È lui il vero pane che l’uomo cerca, perché ha fame della sua parola e della sua presenza.

Ma quel pane vero non deve restare un episodio e basta, non deve sfamare la fame di un momento.

Gesù sta parlando di un cibo che nutre sempre, che è vero in quanto portatore di un valore aggiunto. In quel pane, come in ogni dono del Maestro, c’è la sua stessa vita.

Perché questo pane, come il pane dell’Ultima Cena, veicola qualcos’altro, o meglio Qualcun Altro.

Il discepolo che ascolta e impara è invitato a cogliere il senso di ciò che resta, che non muta, che ha sempre valore in quanto denso della vita di chi lo dona, come di quella di chi lo riceve, nel momento liturgico in cui si uniscono nel sacramento la fatica dell’uomo e il Dono di Cristo.

E lì avviene allora lo scambio che nutre e alimenta la Vita, quella vera. «Chi mangia la mia carne e beve il mio sangue rimane in me e io in lui»: è come attualizzare il Prologo: «E il Verbo si fece carne e venne ad abitare in mezzo a noi e noi abbiamo contemplato la sua gloria». 

La gloria nella fragilità dell’incarnazione, il figlio di Dio nel figlio di Giuseppe, il Corpo e il Sangue del Signore in quel pane e in quel vino, frutto del lavoro dell’uomo.

Quel pane e quel vino sono dunque ancora un segno fondamentale: segno dell’umanità di Cristo, ma segno che resta, come solo Dio sa fare.

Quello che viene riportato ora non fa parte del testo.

PR #1883, opened 2026-06-09
refactor(isr): centralise HIT/STALE/MISS + Cache-Control decision in isr-decision.ts

### LINKED ISSUE #1783: Add a single ISR cache-decision module above the handler seam
## Summary

The low-level cache seams in this repo are good. `CacheHandler` (`shims/cache.ts:144`) is a clean key-value store, `CdnCacheAdapter` (`shims/cdn-cache.ts:78`) is a clean serving-strategy seam, and `isr-cache.ts` sits above both and talks only through `getCdnCacheAdapter()`. That layering is right and this issue doesn't touch it.

The problem is one layer up. The policy decision — "is this HIT, STALE, or MISS, should I schedule a regeneration, and which `Cache-Control` do I stamp" — gets re-derived in four places:

- `server/app-page-cache.ts:321`
- `server/app-route-handler-cache.ts:81`
- `server/pages-page-data.ts:537-605`
- `server/dev-server.ts:818-1418` (fully inline; doesn't reuse the app-page version)

And the `Cache-Control` strings that `cache-control.ts` exists to own leak out as hardcoded literals:

- `dev-server.ts:789` — duplicates `NEVER_CACHE_CONTROL` (`cache-control.ts:3`)
- `dev-server.ts:837`, `:994`, `:1309` — unbounded SWR string by hand
- `pages-page-response.ts:528` — duplicates `NEVER_CACHE_CONTROL` (and this file already imports `cache-control.ts`)
- `entries/pages-server-entry.ts:908` — same literal in generated code

## Where the decision lives now vs. after

```mermaid
flowchart TB
  subgraph BEFORE["before — policy re-derived, strings leak"]
    AP["app-page-cache<br/>:321"]
    AR["route-handler-cache<br/>:81"]
    PP["pages-page-data<br/>:537"]
    DV["dev-server inline<br/>:818"]
    CC["cache-control.ts<br/>(canonical strings)"]
    ISR["isr-cache · CacheHandler"]
    AP --> ISR
    AR --> ISR
    PP --> ISR
    DV --> ISR
    DV -. hardcoded literal .-> CC
    PP -. hardcoded literal .-> CC
  end
  subgraph AFTER["after — one decision, strings centralized"]
    A2["app-page dispatch"]
    R2["route-handler dispatch"]
    P2["pages dispatch"]
    D2["dev-server"]
    DEC["decideIsr()<br/>HIT/STALE/MISS · regen · Cache-Control"]
    CC2["cache-control.ts"]
    ISR2["isr-cache · CacheHandler"]
    A2 --> DEC
    R2 --> DEC
    P2 --> DEC
    D2 --> DEC
    DEC --> CC2
    DEC --> ISR2
  end
```

## Proposed change

1. Add `server/isr-decision.ts` (name open) exposing one entry that takes the request, the route's cache policy, and the current cache read, and returns a decision: disposition (HIT/STALE/MISS), whether to schedule a regeneration, and the `Cache-Control` to apply.
2. Route every `Cache-Control` string through `cache-control.ts`. No literals in `dev-server.ts`, `pages-page-response.ts`, or `pages-server-entry.ts`.
3. Point the four call sites at the new module instead of each re-deriving the branch logic.

## Why this one needs care — it is not a guaranteed no-op

This is the candidate that can actually move the compatibility number, and I want to be honest about why rather than wave it through.

The four call sites feed different inputs today. Take `dev-server.ts:837`: it hardcodes `s-maxage=${revalidateSecs}, stale-while-revalidate` — an unbounded SWR window. If you route that through `buildRevalidateCacheControl(revalidateSecs, expire)` and `expire` is known, the helper adds a bound and you get `s-maxage=60, stale-while-revalidate=240`. That is a different header on the wire. The same trap applies to any leaked `NEVER_CACHE`/`NO_STORE` literal whose call site policy doesn't match the helper's output.

So the work here isn't "centralize and done." Each substitution needs a small equivalence proof: the literal a call site emits today must equal what the helper produces for that site's inputs, or the change is deliberate and documented. Skip that step and you ship a behavioral drift that surfaces three days later in the nightly run.

Cache-sensitive deploy suites that would catch it: `app-static` (currently 66/94), `prerender` (41/63), `revalidate-reason`, `on-request-error/isr`, `custom-cache-control`.

## Tests that guard it

- `tests/cache-control.test.ts` — pins exact output strings, e.g. `buildRevalidateCacheControl(60, 300)` -> `"s-maxage=60, stale-while-revalidate=240"`. This is your equivalence oracle.
- `tests/isr-cache.test.ts`
- `tests/app-page-cache.test.ts` (34 KB)
- `tests/app-route-handler-cache.test.ts`
- `tests/pages-page-data.test.ts`

## Scope

In scope: the four ISR policy call sites and the leaked `Cache-Control` literals.

Out of scope: the `CacheHandler` and `CdnCacheAdapter` seams (already clean), the `cache-proof.*` family (a separate artifact-reuse subsystem, no runtime ISR coupling — different problem, different issue).

## Acceptance criteria

- [ ] One module owns the HIT/STALE/MISS + regen + `Cache-Control` decision
- [ ] No hardcoded `Cache-Control` literals outside `cache-control.ts`
- [ ] A documented per-call-site note showing each migrated path emits the same header it did before (or a deliberate, justified change)
- [ ] Full Vitest suite green; cache-sensitive deploy suites no worse than baseline

## Risk

Highest of the three. The centralization is sound, but it only stays a no-op if the equivalence check is done call site by call site. Treat any header change as a real change, not a cleanup.

---

*Filed from an architecture review. Companion issues: unify the Pages Router request pipeline and extract the Pages render orchestrator.*

Divkix:
Closes #1783

## What

Adds `server/isr-decision.ts` as the single owner of the ISR cache policy decision. All four call sites that previously re-derived HIT/STALE/MISS disposition, background-regen scheduling, and `Cache-Control` string selection now delegate to `decideIsr()` or its MISS helpers.

Also eliminates all hardcoded `Cache-Control` literals outside `cache-control.ts` — raw strings like `"private, no-cache, no-store, max-age=0, must-revalidate"` that were copy-pasted across `dev-server.ts`, `pages-page-response.ts`, and `pages-page-handler.ts`.

## Call sites migrated

- `server/app-page-cache.ts` — removed local `buildAppPageCacheControl` wrapper
- `server/app-route-handler-response.ts` — removed local `buildRouteHandlerCacheControl`; cached responses use `decideIsr(kind:"app-route")`, fresh MISS responses use `buildAppRouteMissIsrCacheControl` (preserves the `revalidate=0`→NEVER and `Infinity`→STATIC gates)
- `server/pages-page-data.ts` — `buildPagesCacheResponse` delegates to `decideIsr(kind:"pages")`
- `server/dev-server.ts` — all four inline literals replaced

## Deliberate behaviour change

Dev STALE responses now emit `s-maxage=0, stale-while-revalidate` (matching prod Pages Router and the canonical `buildCachedRevalidateCacheControl` helper) instead of `s-maxage=<revalidate>, stale-while-revalidate`. The old value incorrectly told downstream caches that a stale-served payload was freshly cacheable — a dev/prod parity gap that was masked by the duplication.

## Equivalence

Every other migrated path emits the same header as before. The full per-call-site equivalence table is in the `isr-decision.ts` module doc comment.

## Tests

- `tests/isr-decision.test.ts` — 33 new unit tests covering all dispositions, router kinds, `0`/`Infinity` special cases, metadata fallback semantics, and the MISS helpers
- All existing cache-related tests pass unchanged: `app-page-cache`, `app-route-handler-cache`, `app-route-handler-response`, `pages-page-data`, `isr-cache`, `cache-control`, `features`

### DIFF
--- a/packages/vinext/src/server/app-route-handler-response.ts
+++ b/packages/vinext/src/server/app-route-handler-response.ts
@@ -1,10 +1,6 @@
 import type { CachedRouteValue, CacheControlMetadata } from "vinext/shims/cache";
-import {
-  applyCdnResponseHeaders,
-  buildCachedRevalidateCacheControl,
-  NEVER_CACHE_CONTROL,
-  STATIC_CACHE_CONTROL,
-} from "./cache-control.js";
+import { applyCdnResponseHeaders } from "./cache-control.js";
+import { decideIsr, buildAppRouteMissIsrCacheControl } from "./isr-decision.js";
 import {
   MIDDLEWARE_HEADER_PREFIX,
   MIDDLEWARE_NEXT_HEADER,
@@ -46,28 +42,6 @@ function hasMiddlewareHeader(headers: Headers): boolean {
     if (key.startsWith(MIDDLEWARE_HEADER_PREFIX)) return true;
   }
   return false;
-}
-
-function buildRouteHandlerCacheControl(
-  cacheState: BuildRouteHandlerCachedResponseOptions["cacheState"],
-  revalidateSeconds: number,
-  expireSeconds?: number,
-): string {
-  if (revalidateSeconds === 0) {
-    // A cached response is never produced for revalidate = 0 (the ISR write
-    // path skips it), so only the HIT/STALE->fresh rewrite can arrive here
-    // with a 0 value, via applyRouteHandlerRevalidateHeader. In all such
-    // cases the author opted out of caching entirely.
-    return NEVER_CACHE_CONTROL;
-  }
-
-  if (revalidateSeconds === Infinity) {
-    // revalidate = false / Infinity means "cache indefinitely" — emit the
-    // same static Cache-Control used by pages, not a dynamic SWR value.
-    return STATIC_CACHE_CONTROL;
-  }
-
-  return buildCachedRevalidateCacheControl(cacheState, revalidateSeconds, expireSeconds);
 }
 
 export function applyRouteHandlerMiddlewareContext(
@@ -115,21 +89,18 @@ export function buildRouteHandlerCachedResponse(
     }
   }
   setCacheStateHeaders(headers, options.cacheState);
-  const revalidateSeconds = options.cacheControl?.revalidate ?? options.revalidateSeconds;
-  const expireSeconds =
-    options.cacheControl === undefined
-      ? undefined
-      : (options.cacheControl.expire ?? options.expireSeconds);
   // HIT/STALE served from the origin store: route the cache header through the
   // CDN adapter (default: identical single Cache-Control). Edge adapters never
   // reach this path because their get() returns null.
-  applyCdnResponseHeaders(headers, {
-    cacheControl: buildRouteHandlerCacheControl(
-      options.cacheState,
-      revalidateSeconds,
-      expireSeconds,
-    ),
+  const { cacheControl } = decideIsr({
+    hasUsableValue: true,
+    isStale: options.cacheState === "STALE",
+    kind: "app-route",
+    revalidateSeconds: options.revalidateSeconds,
+    expireSeconds: options.expireSeconds,
+    cacheControlMeta: options.cacheControl,
   });
+  applyCdnResponseHeaders(headers, { cacheControl });
 
   return new Response(options.isHead ? null : cachedValue.body, {
     status: cachedValue.status,
@@ -145,8 +116,11 @@ export function applyRouteHandlerRevalidateHeader(
 ): void {
   // Fresh (MISS) response: route through the CDN adapter so edge adapters emit
   // CDN-Cache-Control + Cache-Tag while the default emits a single Cache-Control.
+  // Uses buildAppRouteMissIsrCacheControl so the revalidate=0→NEVER and
+  // Infinity→STATIC gates apply, and expireSeconds is used as the direct route
+  // config ceiling (not a per-entry metadata fallback).
   applyCdnResponseHeaders(response.headers, {
-    cacheControl: buildRouteHandlerCacheControl("HIT", revalidateSeconds, expireSeconds),
+    cacheControl: buildAppRouteMissIsrCacheControl(revalidateSeconds, expireSeconds),
     tags,
   });
 }
--- a/packages/vinext/src/server/app-route-handler-response.ts
+++ b/packages/vinext/src/server/app-route-handler-response.ts
@@ -93,8 +93,7 @@ export function buildRouteHandlerCachedResponse(
   // CDN adapter (default: identical single Cache-Control). Edge adapters never
   // reach this path because their get() returns null.
   const { cacheControl } = decideIsr({
-    hasUsableValue: true,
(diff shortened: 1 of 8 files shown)


packages/vinext/src/server/app-route-handler-response.ts
```diff
@@ -115,21 +89,18 @@ export function buildRouteHandlerCachedResponse(
...
   // reach this path because their get() returns null.
-  applyCdnResponseHeaders(headers, {
-    cacheControl: buildRouteHandlerCacheControl(
-      options.cacheState,
-      revalidateSeconds,
-      expireSeconds,
-    ),
+  const { cacheControl } = decideIsr({
+    hasUsableValue: true,
+    isStale: options.cacheState === "STALE",
```
james-elicx: we could just pass the cache state through to this function and check it internally instead of doing the check out here

packages/vinext/src/server/isr-decision.ts
```diff
@@ -0,0 +1,220 @@
...
+ */
+type IsrPolicyKind = "app-page" | "app-route" | "pages" | "dev";
+
+type DecideIsrOptions = {
+  /**
+   * True when the cache returned a value that can be forwarded to the client
+   * (the content guards — kind-mismatch, empty body, query-variant-unproven —
+   * have already passed). MISS = false; HIT or STALE = true.
+   */
+  hasUsableValue: boolean;
```
james-elicx: does that mean this can be inferred from the state if we pass the state instead?

packages/vinext/src/server/isr-decision.ts
```diff
@@ -0,0 +1,220 @@
...
+ * | pages STALE (no expire)               | buildCachedRevalidateCacheControl("STALE", r)    | same → s-maxage=0  | no       |
+ * | dev HIT (getStaticProps)               | s-maxage=${secs}, stale-while-revalidate         | same               | no       |
+ * | dev STALE (getStaticProps)             | s-maxage=${secs}, stale-while-revalidate         | s-maxage=0, ...    | **yes**  |
+ * | dev MISS/regen (getStaticProps)        | s-maxage=${secs}, stale-while-revalidate         | same               | no       |
+ * | dev gssp default (no-store)            | private, no-cache, no-store, max-age=0...        | same (NEVER_CACHE) | no       |
+ * | dev nonce (no-store)                   | no-store, must-revalidate                        | same (NO_STORE)    | no       |
+ * | pages-page-response scriptNonce        | no-store, must-revalidate                        | same (NO_STORE)    | no       |
+ * | pages-page-response gssp default       | private, no-cache, no-store...                   | same (NEVER_CACHE) | no       |
+ * | pages-page-handler _next/data default  | private, no-cache, no-store...                   | same (NEVER_CACHE) | no       |
```
james-elicx: this seems accidentally included? a before/after/changed comparison becomes irrelevant as soon as this is merged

Come i Giudei, anche i discepoli troveranno difficile capire questo, passare attraverso la carne e sangue di Gesù.

Il discorso eucaristico si comprende alla luce del discorso di addio, come abbiamo ben sperimentato in tutto il lungo tempo pasquale.

Nelle prove della vita Dio non recede dalla sua promessa: rimane fedele mandando il pane disceso dal cielo, per donare un pane che diventa parola e rimane, a saziare per sempre la fame dell’uomo e a ricordare che Dio non si stanca di lui.

Dio saprà mantenere la sua promessa, lo rimarchiamo.

Ma il discepolo non deve scoraggiarsi: ormai è educato a cogliere la «lezione»del Maestro, a vivere della Sua Parola e del Suo pane, a sentirLo sempre dalla sua parte, in una solidarietà che non conosce confini, né di spazio né di tempo.

In questa sorta di sigla finale che è la solennità del Corpus Domini sono ripresi tutti i temi del lungo tempo di Pasqua: a significare che nella vita del discepolo non esiste iato, ma solo la fedeltà amorosa di un Dio che non viene mai meno.